Equations are developed for the bulk rate of a gaseous reaction on a porous catalyst whose activity changes with time due to a decrease in active surface. The performance is evaluated in terms of a pellet effectiveness factor which is a function of time and a Thiele (diffusion‐reaction) modulus. By a stepwise numerical technique, the equations can be solved without resort to assumptions regarding the distribution of fouled surface within the pellet. The method is applicable at isothermal conditions for any form of the rate equations for the main and fouling reactions and for any diffusivity‐concentration relationship. To illustrate the method, results are given for first‐order isothermal reactions for three types of fouling processes. For a series form of self‐fouling, a catalyst with the lowest intraparticle diffusion resistance gives the maximum activity for any process time. In contrast, for parallel self‐fouling a catalyst with an intermediate diffusion resistance is less easily deactivated and can give a higher conversion to desirable product, particularly at long process times.
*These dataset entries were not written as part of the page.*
Issue #744, opened 2019-11-20
Recursive dnsaddr resolution.


Stebalien:
1. Resolution is not recursive. We need to repeatedly call `Resolve` until nothing happens (or we stop recursing).
2. Resolving from within the "routed host" is error-prone. That means we'll _only_ resolve addresses when the user calls `Connect(ctx, peerinfo)`. We should, instead, resolve these addresses on-demand within the swarm.

PR #764, opened 2019-12-16
feat(host): recursively resolve addresses

Stebalien:
We currently only resolve /dnsaddr addresses once. This patch resolves up to 32 dnsaddr addresses per dial.

fixes https://github.com/libp2p/go-libp2p/issues/744

### DIFF
--- a/p2p/host/basic/basic_host.go
+++ b/p2p/host/basic/basic_host.go
@@ -31,6 +31,10 @@ import (
 	msmux "github.com/multiformats/go-multistream"
 )
 
+// The maximum number of address resolution steps we'll perform for a single
+// peer (for all addresses).
+const maxAddressResolution = 32
+
 var log = logging.Logger("basichost")
 
 var (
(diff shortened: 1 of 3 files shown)


p2p/host/basic/basic_host.go
```diff
@@ -522,28 +526,59 @@ func (h *BasicHost) resolveAddrs(ctx context.Context, pi peer.AddrInfo) ([]ma.Mu
...
+		// We've resolved too many addresses. We can keep all the fully
+		// resolved addresses but we'll need to skip the rest.
+		if resolveSteps >= maxAddressResolution {
+			log.Warningf(
+				"peer %s asked us to resolve too many addresses: %s/%s",
+				pi.ID,
+				resolveSteps,
+				maxAddressResolution,
+			)
+			continue
```
vyzo: shouldn't this be a break?

Stebalien: I want to finish going through the addresses, adding any already resolved addresses. I just don't want to resolve any more.

vyzo: ok, fair enough; just concerned about actually terminating the loop.

Stebalien: There's a test case for that.

(being able to say that is really a nice feeling)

A simpler solution is possible by supposing that the shell model represents the disposition of fouling material in the pellet. It is shown that for parallel self‐fouling and independent fouling this model gives reasonably good results, even when the reaction resistance for the main reaction is important. However, the shell concept does not appear suitable over a range of conditions when the fouling is of the series type. The single‐pellet effectiveness factors can be used to determine the effect of fouling on the conversion in a fixed‐bed reactor. To illustrate the method of approach curves of conversion as a function of time and position in the bed are presented for a parallel, self‐fouling reaction system. The results show the influence of intraparticle diffusion on the overall effects of fouling.